Zoom sur... Circuits courts: des initiatives saluées
Au centre de la venue présidentielle, la thématique des circuits courts, avec notamment la visite de la plateforme de distribution de produits locaux, Terroirs Ariège Pyrénées. L’ambition de ce projet ? Concrétiser l’introduction de produits locaux dans la restauration collective en créant une société coopérative d’intérêt collectif. La structure soutient ainsi directement l’économie locale et ouvre un débouché pour les agriculteurs du département de l’Ariège souffrant de handicaps de compétitivité en comparaison des grands bassins de production. Opérationnelle fin 2011, la plateforme engage en 2012 sa première année d’exploitation et regroupe près de 80 agriculteurs.
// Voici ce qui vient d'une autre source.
PR #9856, opened 2026-06-06
AIESW-35158:Dump data before updating count on overflow

svup-xilinx:
When the UC log ring buffer overflowed, the code updated the dumped counter before actually saving any data, causing the dump check to become false and all logs to be lost. The fix syncs and dumps the buffer contents before updating the counter, so overflow now saves the latest available logs instead of discarding everything.
[AIESW-35158](https://jira.xilinx.com/browse/AIESW-35158)
On overflow detection, sync the data buffer from device and call dump_chunk_data() to save the contents before updating dumped_count. This preserves the latest logs in the buffer.
Low
Tested on Windows medusa board with debug cert firmware using xrt-smi validate. Able to reproduce the issue with xrt-smi validate and verified with the fix. 
NA

### DIFF
--- a/src/runtime_src/core/common/buffer_dumper.cpp
+++ b/src/runtime_src/core/common/buffer_dumper.cpp
@@ -299,13 +299,13 @@ process_chunks_no_lock()
     size_t logged_wrap = logged_count / m_data_size;
     size_t dumped_wrap = dumped_count / m_data_size;
 
-    // Overwrite detected: dump entire buffer and catch up and resume dumping from current position.
+    // Overflow detected: reposition to dump the most recent full buffer's worth of data.
     if (logged_count > dumped_count && logged_wrap > dumped_wrap) {
-      m_config.dump_buffer.sync(XCL_BO_SYNC_BO_FROM_DEVICE, m_data_size,
-                                chunk_offset + m_config.metadata_size);
-      dump_chunk_data(i, logged_count - m_data_size, m_data_size, chunk);
-      dumped_count = logged_count;
-      continue;
+      xrt_core::message::send(xrt_core::message::severity_level::warning, "buffer_dumper",
+                              "UC log overrun on chunk " + std::to_string(i) + ": " +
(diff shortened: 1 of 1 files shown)


chvamshi-xilinx (approved):

src/runtime_src/core/common/buffer_dumper.cpp
```diff
@@ -299,9 +299,14 @@ process_chunks_no_lock()
     size_t logged_wrap = logged_count / m_data_size;
     size_t dumped_wrap = dumped_count / m_data_size;
 
-    // Overwrite detected; catch up and resume dumping from current position.
-    if (logged_count > dumped_count && logged_wrap > dumped_wrap)
+    // Overwrite detected: dump entire buffer and catch up and resume dumping from current position.
+    if (logged_count > dumped_count && logged_wrap > dumped_wrap) {
```
rbramand-xilinx, line 303: I feel we can make this simple :

    if (logged_count > dumped_count && logged_wrap > dumped_wrap) 
      dumped_count = logged_count - m_data_size;
 
This way below code automatically handles what needs to be synced and dumped.

Additionally what I was thinking is to log a message saying that there was overflow.

svup-xilinx: Updated the code

rbramand-xilinx: Looks good Srikanth but may be we can print number of lost  bytes also

if (logged_count > dumped_count && logged_wrap > dumped_wrap) {
      xrt_core::message::send(xrt_core::message::severity_level::warning, "**xrt_buffer_dumper**",
          "Overwrite detected in chunk " + std::to_string(i) + ": " +
          **std::to_string(logged_count - dumped_count - m_data_size) +
          " bytes lost**. Recovering from oldest surviving position.");
      dumped_count = logged_count - m_data_size;
    }

rbramand-xilinx (changes requested):

rbramand-xilinx (approved):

À ce jour ,85 000 repas sont servis, l’objectif étant d’atteindre le potentiel existant de 3 millions par an. Lors de ses vœux, Nicolas Sarkozy a salué « l’initiative prise par la Chambre d’agriculture d’organiser l’approvisionnement du réseau des cantines scolaires, et d’une façon générale de la restauration collective, par les producteurs locaux. Cette action de mise en relation de la demande avec l’offre de produits doit être encouragée car, là encore, il faut rompre l’isolement des agriculteurs. Les circuits courts ouvrent par ailleurs des marchés très adaptés aux produits sous signe de qualité ou aux produits issus de l’agriculture biologique. »
Point de vue de Xavier Beulin, président de la FNSEA*
« La comparaison avec l’Allemagne est extrêmement significative »
«Nous sommes aujourd’hui confrontés à une situation nouvelle : notre compétitivité se dégrade, non seulement à l’égard de pays émergents, mais surtout par rapport à des pays en tout point comparables au nôtre. Or, sur ce sujet, les écarts en matière de coût du travail prennent une importance considérable.
La comparaison avec l’Allemagne est peut-être un peu trop à la mode et il convient d’être prudent sur des analyses souvent partielles. Mais elle est aussi extrêmement significative : entre 2000 et 2010, nos exportations ont baissé de 25 % alors que les exportations allemandes se sont maintenues.
Le déficit de notre balance commerciale va atteindre, en 2011, 75 milliards d’euros, alors que nos voisins allemands présenteront un excédent de 155 milliards d’euros.
Même si ce n’est pas la seule explication, la différence de coût du travail dans nos deux pays est incontestablement une des clés de ces évolutions. En 2000, le coût moyen horaire du travail en France était de 8 % inférieur à celui de l’Allemagne. En 2008, il dépassait de près de 10 % celui de l’Allemagne... Et cette différence est d’autant plus importante que l’emploi est peu qualifié.
Or, à ce jour, nous avons le sentiment que toute évolution de ce dossier semble figée au nom de l’histoire de notre système social. »
* Extrait de sa déclaration avant le Sommet pour l’emploi.